# Black Background for tank?



## CALC (May 13, 2010)

Hi guys, wat do you guys use to make the tank background black?
except for black posters..?


----------



## Chronick (Apr 27, 2010)

Japes' guide to applying 'vinyl' backgrounds - MonsterFishKeepers.com

this is an amazing guide, and if you've seen his photos you know that his method works flawlessly

i also think that this method is the best because if you decide to paint it, it can a pain to remove the paint and you may end up scratching the tank


----------



## target (Apr 21, 2010)

My background is blue but I used spray paint. Would work the same for black. As was said, removing it could be a pain


----------



## CRS Fan (Apr 21, 2010)

You can use black roll-on paint or you can also use Krylon Fusion spray paint on the outside back wall.
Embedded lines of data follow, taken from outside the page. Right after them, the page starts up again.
PR #666, opened 2022-03-11
Add BufferedSubject

tjarvstrand:


tjarvstrand:
Is anyone even looking at these PRs? 

@hoc081098 You seem to be the most active committer in this repository lately. Do you have any opinions?

hoc081098:
Hi @tjarvstrand, I think it is not a standard Subject in ReactiveX

tjarvstrand:
Ah, is that a requirement?

hoc081098:
Yes.

- A similar case:
This subject is similar to `DispatchWorkSubject`, but `DispatchWorkSubject ` is in [RxJavaExtensions](https://github.com/akarnokd/RxJavaExtensions/blob/3.x/src/main/java/hu/akarnokd/rxjava3/subjects/DispatchWorkSubject.java) instead of RxJava
- You can include this subject in a other library with a easy effort. For me, I have created [StateSubject](https://pub.dev/documentation/rxdart_ext/latest/state_stream/StateSubject-class.html) and included it in my library [rxdart_ext](https://pub.dev/packages/rxdart_ext)
- We should keep `rxdart` as minimal as possible.

PR #674, opened 2022-05-15
ci: remove deprecated `packages` flag

beeth0ven:
Hi there.

Form `coverage`  [v1.3.0 - 2022-5-11 changelog](https://github.com/dart-lang/coverage/blob/master/CHANGELOG.md#130---2022-5-11):
>Add a --package flag, which takes the package's root directory, instead of the .package file. Deprecate the --packages flag.

Our ci raised an issue the same as dart-lang/coverage#382, the quick fix would be remove deprecated `packages` flag as metioned [here](https://github.com/dart-lang/coverage/issues/382#issuecomment-1125493001).

Thanks.

### DIFF
--- a/.github/workflows/rxdart-test.yml
+++ b/.github/workflows/rxdart-test.yml
@@ -66,7 +66,6 @@ jobs:
           --lcov
           --in=coverage.json
           --out=lcov.info
-          --packages=.packages
           --report-on=lib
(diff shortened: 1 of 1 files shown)


hoc081098 (approved):
Thanks @beeth0ven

The Krylon Fusion will bond better to the glass though.

Best Regards,

Stuart


----------



## H . (Apr 23, 2010)

black garbage bag works.


----------



## tony1928 (Apr 22, 2010)

You can go to any sign shop and get the black vinyl decal material which works or you could get vinyl material that clings to glass that is easily removable. I can't remember which is more expensive. On my big tank, I just used flat black latex paint.


----------



## hi-revs (Nov 3, 2010)

curious question...(if i may),

Blue backgrounds looks nice to me, but just curious why you guys decide to go with a single colour background in your tanks instead of a picture poster background?


----------



## crazy72 (Apr 22, 2010)

hi-revs said:


> curious question...(if i may),
> 
> Blue backgrounds looks nice to me, but just curious why you guys decide to go with a single colour background in your tanks instead of a picture poster background?


For me it's because I find paint looks a thousand times better than posters. No reflections, water doesn't get stuck in between the poster and the glass, etc...

I suppose one could try and paint a picture, but I'd rather not myself.


----------